**RECORD SET**
━━━━━━━━━━
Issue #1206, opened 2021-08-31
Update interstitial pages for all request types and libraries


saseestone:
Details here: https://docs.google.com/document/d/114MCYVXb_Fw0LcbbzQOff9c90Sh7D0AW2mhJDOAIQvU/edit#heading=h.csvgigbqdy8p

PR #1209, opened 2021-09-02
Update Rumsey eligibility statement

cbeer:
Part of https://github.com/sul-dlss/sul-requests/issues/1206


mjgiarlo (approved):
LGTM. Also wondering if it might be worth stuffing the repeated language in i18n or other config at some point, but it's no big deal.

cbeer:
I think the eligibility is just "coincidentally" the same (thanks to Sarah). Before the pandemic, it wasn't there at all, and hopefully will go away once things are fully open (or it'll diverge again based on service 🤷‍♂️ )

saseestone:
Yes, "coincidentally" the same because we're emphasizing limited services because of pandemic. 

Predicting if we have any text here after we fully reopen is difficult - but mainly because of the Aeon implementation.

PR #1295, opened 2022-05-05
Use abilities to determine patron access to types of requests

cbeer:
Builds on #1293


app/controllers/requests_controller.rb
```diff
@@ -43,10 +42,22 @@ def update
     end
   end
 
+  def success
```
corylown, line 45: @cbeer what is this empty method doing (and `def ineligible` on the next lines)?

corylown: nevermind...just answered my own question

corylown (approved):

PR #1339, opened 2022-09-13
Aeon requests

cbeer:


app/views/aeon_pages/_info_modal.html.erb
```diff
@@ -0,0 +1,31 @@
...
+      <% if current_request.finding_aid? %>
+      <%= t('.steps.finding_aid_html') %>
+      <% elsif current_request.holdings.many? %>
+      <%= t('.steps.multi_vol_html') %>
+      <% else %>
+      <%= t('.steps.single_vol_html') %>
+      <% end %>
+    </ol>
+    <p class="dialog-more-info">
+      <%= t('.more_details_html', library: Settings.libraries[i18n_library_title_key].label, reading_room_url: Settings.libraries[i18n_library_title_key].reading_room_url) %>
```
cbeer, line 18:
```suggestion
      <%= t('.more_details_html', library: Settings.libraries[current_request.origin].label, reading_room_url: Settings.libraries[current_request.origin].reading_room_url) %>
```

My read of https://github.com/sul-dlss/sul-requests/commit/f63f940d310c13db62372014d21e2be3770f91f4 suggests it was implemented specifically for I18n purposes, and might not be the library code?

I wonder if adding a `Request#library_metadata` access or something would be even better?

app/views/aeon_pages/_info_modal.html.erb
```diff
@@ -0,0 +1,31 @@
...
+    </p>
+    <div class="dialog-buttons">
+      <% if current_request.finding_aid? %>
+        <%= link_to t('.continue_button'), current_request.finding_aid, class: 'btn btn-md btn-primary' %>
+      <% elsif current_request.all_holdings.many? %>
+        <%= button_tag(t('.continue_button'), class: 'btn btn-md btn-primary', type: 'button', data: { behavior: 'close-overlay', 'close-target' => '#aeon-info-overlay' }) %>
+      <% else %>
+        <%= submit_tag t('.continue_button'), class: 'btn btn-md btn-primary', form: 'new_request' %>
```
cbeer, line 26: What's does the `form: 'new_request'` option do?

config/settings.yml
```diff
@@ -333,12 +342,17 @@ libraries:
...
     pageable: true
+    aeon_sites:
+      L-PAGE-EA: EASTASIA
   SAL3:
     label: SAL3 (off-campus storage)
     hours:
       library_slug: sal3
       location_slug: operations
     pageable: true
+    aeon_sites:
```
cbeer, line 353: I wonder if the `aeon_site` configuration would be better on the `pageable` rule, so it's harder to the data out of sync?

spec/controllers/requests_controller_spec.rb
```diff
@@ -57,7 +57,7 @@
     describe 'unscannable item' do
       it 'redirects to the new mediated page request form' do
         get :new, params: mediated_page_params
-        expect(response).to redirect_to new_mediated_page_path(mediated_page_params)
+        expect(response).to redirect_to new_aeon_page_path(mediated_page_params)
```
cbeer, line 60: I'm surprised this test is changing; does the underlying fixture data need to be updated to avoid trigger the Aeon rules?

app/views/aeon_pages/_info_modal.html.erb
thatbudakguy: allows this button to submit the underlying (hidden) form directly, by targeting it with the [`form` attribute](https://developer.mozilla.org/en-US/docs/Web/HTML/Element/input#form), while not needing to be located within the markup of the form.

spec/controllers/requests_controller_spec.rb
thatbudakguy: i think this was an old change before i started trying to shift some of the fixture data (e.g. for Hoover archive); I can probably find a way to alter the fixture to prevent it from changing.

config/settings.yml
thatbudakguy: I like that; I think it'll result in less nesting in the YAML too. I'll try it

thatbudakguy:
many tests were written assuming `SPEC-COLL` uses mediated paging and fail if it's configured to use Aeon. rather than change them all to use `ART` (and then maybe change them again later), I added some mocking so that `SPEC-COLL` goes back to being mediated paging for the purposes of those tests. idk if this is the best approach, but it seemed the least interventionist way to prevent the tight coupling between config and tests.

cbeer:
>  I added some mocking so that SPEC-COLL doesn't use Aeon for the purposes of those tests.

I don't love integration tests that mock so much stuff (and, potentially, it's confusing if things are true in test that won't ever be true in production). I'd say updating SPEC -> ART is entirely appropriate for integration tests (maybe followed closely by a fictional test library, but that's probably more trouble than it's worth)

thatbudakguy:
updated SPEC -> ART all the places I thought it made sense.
━━━━━━━━━━
The goal is a faithful transcription of every entry above.

**TASK SOLUTION**
Issue #1206, opened 2021-08-31
Update interstitial pages for all request types and libraries


saseestone:
Details here: https://docs.google.com/document/d/114MCYVXb_Fw0LcbbzQOff9c90Sh7D0AW2mhJDOAIQvU/edit#heading=h.csvgigbqdy8p

PR #1209, opened 2021-09-02
Update Rumsey eligibility statement

cbeer:
Part of https://github.com/sul-dlss/sul-requests/issues/1206


mjgiarlo (approved):
LGTM. Also wondering if it might be worth stuffing the repeated language in i18n or other config at some point, but it's no big deal.

cbeer:
I think the eligibility is just "coincidentally" the same (thanks to Sarah). Before the pandemic, it wasn't there at all, and hopefully will go away once things are fully open (or it'll diverge again based on service 🤷‍♂️ )

saseestone:
Yes, "coincidentally" the same because we're emphasizing limited services because of pandemic. 

Predicting if we have any text here after we fully reopen is difficult - but mainly because of the Aeon implementation.

PR #1295, opened 2022-05-05
Use abilities to determine patron access to types of requests

cbeer:
Builds on #1293


app/controllers/requests_controller.rb
```diff
@@ -43,10 +42,22 @@ def update
     end
   end
 
+  def success
```
corylown, line 45: @cbeer what is this empty method doing (and `def ineligible` on the next lines)?

corylown: nevermind...just answered my own question

corylown (approved):

PR #1339, opened 2022-09-13
Aeon requests

cbeer:


app/views/aeon_pages/_info_modal.html.erb
```diff
@@ -0,0 +1,31 @@
...
+      <% if current_request.finding_aid? %>
+      <%= t('.steps.finding_aid_html') %>
+      <% elsif current_request.holdings.many? %>
+      <%= t('.steps.multi_vol_html') %>
+      <% else %>
+      <%= t('.steps.single_vol_html') %>
+      <% end %>
+    </ol>
+    <p class="dialog-more-info">
+      <%= t('.more_details_html', library: Settings.libraries[i18n_library_title_key].label, reading_room_url: Settings.libraries[i18n_library_title_key].reading_room_url) %>
```
cbeer, line 18:
```suggestion
      <%= t('.more_details_html', library: Settings.libraries[current_request.origin].label, reading_room_url: Settings.libraries[current_request.origin].reading_room_url) %>
```

My read of https://github.com/sul-dlss/sul-requests/commit/f63f940d310c13db62372014d21e2be3770f91f4 suggests it was implemented specifically for I18n purposes, and might not be the library code?

I wonder if adding a `Request#library_metadata` access or something would be even better?

app/views/aeon_pages/_info_modal.html.erb
```diff
@@ -0,0 +1,31 @@
...
+    </p>
+    <div class="dialog-buttons">
+      <% if current_request.finding_aid? %>
+        <%= link_to t('.continue_button'), current_request.finding_aid, class: 'btn btn-md btn-primary' %>
+      <% elsif current_request.all_holdings.many? %>
+        <%= button_tag(t('.continue_button'), class: 'btn btn-md btn-primary', type: 'button', data: { behavior: 'close-overlay', 'close-target' => '#aeon-info-overlay' }) %>
+      <% else %>
+        <%= submit_tag t('.continue_button'), class: 'btn btn-md btn-primary', form: 'new_request' %>
```
cbeer, line 26: What's does the `form: 'new_request'` option do?

config/settings.yml
```diff
@@ -333,12 +342,17 @@ libraries:
...
     pageable: true
+    aeon_sites:
+      L-PAGE-EA: EASTASIA
   SAL3:
     label: SAL3 (off-campus storage)
     hours:
       library_slug: sal3
       location_slug: operations
     pageable: true
+    aeon_sites:
```
cbeer, line 353: I wonder if the `aeon_site` configuration would be better on the `pageable` rule, so it's harder to the data out of sync?

spec/controllers/requests_controller_spec.rb
```diff
@@ -57,7 +57,7 @@
     describe 'unscannable item' do
       it 'redirects to the new mediated page request form' do
         get :new, params: mediated_page_params
-        expect(response).to redirect_to new_mediated_page_path(mediated_page_params)
+        expect(response).to redirect_to new_aeon_page_path(mediated_page_params)
```
cbeer, line 60: I'm surprised this test is changing; does the underlying fixture data need to be updated to avoid trigger the Aeon rules?

app/views/aeon_pages/_info_modal.html.erb
thatbudakguy: allows this button to submit the underlying (hidden) form directly, by targeting it with the [`form` attribute](https://developer.mozilla.org/en-US/docs/Web/HTML/Element/input#form), while not needing to be located within the markup of the form.

spec/controllers/requests_controller_spec.rb
thatbudakguy: i think this was an old change before i started trying to shift some of the fixture data (e.g. for Hoover archive); I can probably find a way to alter the fixture to prevent it from changing.

config/settings.yml
thatbudakguy: I like that; I think it'll result in less nesting in the YAML too. I'll try it

thatbudakguy:
many tests were written assuming `SPEC-COLL` uses mediated paging and fail if it's configured to use Aeon. rather than change them all to use `ART` (and then maybe change them again later), I added some mocking so that `SPEC-COLL` goes back to being mediated paging for the purposes of those tests. idk if this is the best approach, but it seemed the least interventionist way to prevent the tight coupling between config and tests.

cbeer:
>  I added some mocking so that SPEC-COLL doesn't use Aeon for the purposes of those tests.

I don't love integration tests that mock so much stuff (and, potentially, it's confusing if things are true in test that won't ever be true in production). I'd say updating SPEC -> ART is entirely appropriate for integration tests (maybe followed closely by a fictional test library, but that's probably more trouble than it's worth)

thatbudakguy:
updated SPEC -> ART all the places I thought it made sense.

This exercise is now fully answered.